§ **Problem to solve**: Whenever a line contains "environment", include it in the count; reply with the number of such lines in the data and nothing else.

╭─ Information provided

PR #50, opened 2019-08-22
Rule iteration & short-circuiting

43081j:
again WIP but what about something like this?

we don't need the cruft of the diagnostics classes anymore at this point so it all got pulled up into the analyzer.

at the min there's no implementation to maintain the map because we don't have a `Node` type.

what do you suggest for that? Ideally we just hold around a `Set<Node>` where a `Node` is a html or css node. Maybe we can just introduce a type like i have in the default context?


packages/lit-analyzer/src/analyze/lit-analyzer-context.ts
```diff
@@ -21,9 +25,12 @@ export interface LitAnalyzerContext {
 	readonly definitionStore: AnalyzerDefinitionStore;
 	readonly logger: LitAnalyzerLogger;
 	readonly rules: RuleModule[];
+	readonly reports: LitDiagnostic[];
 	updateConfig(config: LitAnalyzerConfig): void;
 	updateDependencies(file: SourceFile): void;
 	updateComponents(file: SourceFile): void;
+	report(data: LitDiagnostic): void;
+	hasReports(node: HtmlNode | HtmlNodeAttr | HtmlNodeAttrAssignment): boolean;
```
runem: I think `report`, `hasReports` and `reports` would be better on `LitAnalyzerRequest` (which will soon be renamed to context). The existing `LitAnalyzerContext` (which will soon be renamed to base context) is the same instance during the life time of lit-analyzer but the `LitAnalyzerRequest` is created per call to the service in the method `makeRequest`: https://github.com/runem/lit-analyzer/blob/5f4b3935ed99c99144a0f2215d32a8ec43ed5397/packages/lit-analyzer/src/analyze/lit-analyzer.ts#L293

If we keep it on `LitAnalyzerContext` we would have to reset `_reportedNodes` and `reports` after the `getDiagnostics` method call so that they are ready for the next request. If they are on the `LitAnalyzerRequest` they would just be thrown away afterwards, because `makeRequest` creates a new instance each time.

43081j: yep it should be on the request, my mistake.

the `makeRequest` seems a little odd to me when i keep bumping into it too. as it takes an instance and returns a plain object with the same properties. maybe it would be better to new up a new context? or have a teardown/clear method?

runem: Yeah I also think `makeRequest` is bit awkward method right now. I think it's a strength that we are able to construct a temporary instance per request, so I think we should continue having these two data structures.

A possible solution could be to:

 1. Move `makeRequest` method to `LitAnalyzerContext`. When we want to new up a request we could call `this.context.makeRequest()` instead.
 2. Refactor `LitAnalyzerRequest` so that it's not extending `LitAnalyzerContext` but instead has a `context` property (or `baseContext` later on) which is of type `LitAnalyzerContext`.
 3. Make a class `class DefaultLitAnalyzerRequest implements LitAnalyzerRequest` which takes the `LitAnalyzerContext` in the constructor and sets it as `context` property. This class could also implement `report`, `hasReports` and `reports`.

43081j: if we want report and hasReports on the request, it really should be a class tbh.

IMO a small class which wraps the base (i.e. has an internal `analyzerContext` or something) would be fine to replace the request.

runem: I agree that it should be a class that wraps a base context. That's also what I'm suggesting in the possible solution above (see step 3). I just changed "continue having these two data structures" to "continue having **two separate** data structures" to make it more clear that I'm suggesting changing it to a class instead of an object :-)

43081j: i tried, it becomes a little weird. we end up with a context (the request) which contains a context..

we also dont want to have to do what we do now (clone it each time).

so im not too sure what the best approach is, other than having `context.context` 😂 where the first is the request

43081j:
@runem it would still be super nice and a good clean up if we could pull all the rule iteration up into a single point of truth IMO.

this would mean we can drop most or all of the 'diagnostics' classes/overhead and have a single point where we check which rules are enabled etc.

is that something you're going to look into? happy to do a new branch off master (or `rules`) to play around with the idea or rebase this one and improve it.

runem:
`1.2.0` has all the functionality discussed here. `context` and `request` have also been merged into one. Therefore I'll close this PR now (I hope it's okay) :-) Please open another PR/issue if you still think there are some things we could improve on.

╰─
╭─ Information provided

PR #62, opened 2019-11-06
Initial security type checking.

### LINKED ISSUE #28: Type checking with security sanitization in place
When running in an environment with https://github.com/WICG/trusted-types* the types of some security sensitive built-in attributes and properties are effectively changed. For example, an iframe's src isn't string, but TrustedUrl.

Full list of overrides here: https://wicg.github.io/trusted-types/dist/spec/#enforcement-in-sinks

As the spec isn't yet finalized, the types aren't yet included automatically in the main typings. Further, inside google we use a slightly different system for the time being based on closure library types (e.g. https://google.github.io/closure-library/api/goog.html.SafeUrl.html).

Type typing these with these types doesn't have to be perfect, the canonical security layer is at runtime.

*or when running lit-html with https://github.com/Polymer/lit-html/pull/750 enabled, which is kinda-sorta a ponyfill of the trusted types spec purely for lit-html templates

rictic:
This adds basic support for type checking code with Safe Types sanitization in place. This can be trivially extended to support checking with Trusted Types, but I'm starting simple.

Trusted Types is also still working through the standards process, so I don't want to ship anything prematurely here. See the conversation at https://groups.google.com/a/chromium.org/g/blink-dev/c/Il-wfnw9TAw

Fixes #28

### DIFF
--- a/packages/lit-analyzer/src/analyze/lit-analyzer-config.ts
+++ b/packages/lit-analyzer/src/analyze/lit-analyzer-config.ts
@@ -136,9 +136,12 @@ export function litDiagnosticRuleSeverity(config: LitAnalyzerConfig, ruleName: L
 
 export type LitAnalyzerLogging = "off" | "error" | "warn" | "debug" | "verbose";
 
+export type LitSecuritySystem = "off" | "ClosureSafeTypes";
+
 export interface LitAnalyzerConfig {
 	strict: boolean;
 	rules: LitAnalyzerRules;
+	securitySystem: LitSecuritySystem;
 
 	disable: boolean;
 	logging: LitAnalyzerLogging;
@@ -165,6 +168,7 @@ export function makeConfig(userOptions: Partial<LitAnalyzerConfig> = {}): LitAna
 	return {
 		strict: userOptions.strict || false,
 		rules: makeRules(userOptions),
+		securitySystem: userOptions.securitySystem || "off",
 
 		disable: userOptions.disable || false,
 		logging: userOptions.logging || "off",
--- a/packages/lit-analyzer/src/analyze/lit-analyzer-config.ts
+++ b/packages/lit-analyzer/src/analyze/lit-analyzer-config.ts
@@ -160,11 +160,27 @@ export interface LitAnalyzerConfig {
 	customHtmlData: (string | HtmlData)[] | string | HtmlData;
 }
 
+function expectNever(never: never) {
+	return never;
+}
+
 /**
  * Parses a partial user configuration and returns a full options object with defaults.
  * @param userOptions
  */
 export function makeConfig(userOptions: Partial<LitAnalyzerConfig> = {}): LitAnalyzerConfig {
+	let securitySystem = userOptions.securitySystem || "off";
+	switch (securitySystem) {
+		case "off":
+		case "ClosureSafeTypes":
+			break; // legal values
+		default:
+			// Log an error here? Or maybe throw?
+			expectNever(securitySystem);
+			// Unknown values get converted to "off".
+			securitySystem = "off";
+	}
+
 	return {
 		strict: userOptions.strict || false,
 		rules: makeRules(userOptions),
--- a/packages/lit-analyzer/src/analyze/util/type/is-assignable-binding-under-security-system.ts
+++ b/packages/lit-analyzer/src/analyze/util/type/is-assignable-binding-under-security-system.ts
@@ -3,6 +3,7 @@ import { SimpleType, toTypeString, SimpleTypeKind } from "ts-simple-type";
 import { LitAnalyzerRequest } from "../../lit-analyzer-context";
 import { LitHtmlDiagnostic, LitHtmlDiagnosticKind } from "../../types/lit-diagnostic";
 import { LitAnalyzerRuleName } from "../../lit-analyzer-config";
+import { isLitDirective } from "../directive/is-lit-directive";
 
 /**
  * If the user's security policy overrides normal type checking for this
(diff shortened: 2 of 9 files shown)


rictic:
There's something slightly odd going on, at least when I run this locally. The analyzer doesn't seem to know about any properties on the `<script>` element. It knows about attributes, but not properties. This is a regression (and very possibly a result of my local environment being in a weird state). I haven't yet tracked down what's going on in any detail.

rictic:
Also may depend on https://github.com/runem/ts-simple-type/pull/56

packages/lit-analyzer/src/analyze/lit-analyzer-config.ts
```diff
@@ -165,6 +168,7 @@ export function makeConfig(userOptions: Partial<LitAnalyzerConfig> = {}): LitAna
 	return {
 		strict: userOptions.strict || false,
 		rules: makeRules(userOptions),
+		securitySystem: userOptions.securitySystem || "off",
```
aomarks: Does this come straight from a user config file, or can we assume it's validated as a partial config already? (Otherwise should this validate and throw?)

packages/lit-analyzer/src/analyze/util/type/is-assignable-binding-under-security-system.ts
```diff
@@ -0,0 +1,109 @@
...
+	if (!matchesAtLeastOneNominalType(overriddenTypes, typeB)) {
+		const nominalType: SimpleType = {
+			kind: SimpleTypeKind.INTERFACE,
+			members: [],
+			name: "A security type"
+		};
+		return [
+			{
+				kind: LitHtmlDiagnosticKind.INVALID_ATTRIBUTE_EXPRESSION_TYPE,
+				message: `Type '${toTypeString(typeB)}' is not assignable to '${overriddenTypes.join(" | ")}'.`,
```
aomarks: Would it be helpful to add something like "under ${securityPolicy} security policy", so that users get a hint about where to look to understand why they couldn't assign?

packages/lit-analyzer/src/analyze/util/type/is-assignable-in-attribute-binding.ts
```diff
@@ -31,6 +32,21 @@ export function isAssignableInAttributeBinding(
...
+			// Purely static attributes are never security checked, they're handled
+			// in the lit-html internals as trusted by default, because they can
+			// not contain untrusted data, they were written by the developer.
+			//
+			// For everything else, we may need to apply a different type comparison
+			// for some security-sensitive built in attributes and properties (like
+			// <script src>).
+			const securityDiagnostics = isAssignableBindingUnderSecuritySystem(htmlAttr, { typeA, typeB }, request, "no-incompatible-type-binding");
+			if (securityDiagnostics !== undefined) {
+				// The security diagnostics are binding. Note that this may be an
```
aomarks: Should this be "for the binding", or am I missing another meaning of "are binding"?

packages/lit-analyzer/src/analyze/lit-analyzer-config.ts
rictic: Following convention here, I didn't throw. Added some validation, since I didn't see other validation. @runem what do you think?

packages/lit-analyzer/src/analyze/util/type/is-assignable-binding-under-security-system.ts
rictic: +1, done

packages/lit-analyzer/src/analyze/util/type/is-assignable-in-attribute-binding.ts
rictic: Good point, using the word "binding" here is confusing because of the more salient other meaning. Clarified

╰─

§ **Solution for this problem**: 2